Annette Hwangbo, a DCFS social worker who led the project alongside Haw-Lee and Song, said one of their biggest concerns was the task of convincing Korean Americans that becoming licensed foster homes was a plausible, doable thing with the right level of commitment.

They needn’t have worried — 535 Korean Americans showed up to the handful of information sessions held inside Korean churches in and around the Los Angeles area. An estimated 470 called into the hotline asking questions.

The group was carefully weeded down to 16, but that nine families completed such a time-intensive process in less than a year is rare, Haw-Lee said.

“[The reaction] surpassed, beyond my expectations,” she said. “I actually did not think anybody would follow through the process.”

“The pace at which we have moved is just remarkable,” Hwangbo said.

Hwangbo said the initiative’s success in response, recruitment and retainment will encourage department authorities to invest more time and resources into similar projects.
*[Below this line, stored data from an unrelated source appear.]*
PR #363, opened 2026-04-29
feat: add end-to-end relay test scripts for both Pis

MateoLostanlen:
- New watchdog/main_pi/relay_check.py and watchdog/pi_zero/relay_check.py: ping the controlled device, drive the relay LOW for POWER_OFF_TIME, verify the device drops, restore HIGH, and verify it returns. Useful after transport to confirm GPIO -> relay -> power wiring is intact.
- Pi Zero script supports --relay {main,cams,all}; cams test pings the first configured camera as a proxy for the 12V rail.
- Drop detection requires two consecutive failed pings and runs across the full cut window to avoid false positives from transient packet loss or slow-discharging loads.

Joe agreed. The early success of KFFI in its first year has opened hopes that the same idea can be applied to foster children of other Asian Pacific Islander ethnicities, including significant numbers of Japanese and Cambodian children in the county’s foster system.

Applications are open for anyone interested in going through the foster care program, which begins with information sessions and continues with orientation, background checks, PS-MAPP training courses and interviews.

“It’s tremendously gratifying for us to know that we have, in our community, such warmth toward helping foster children,” Joe said. “This is just the beginning.”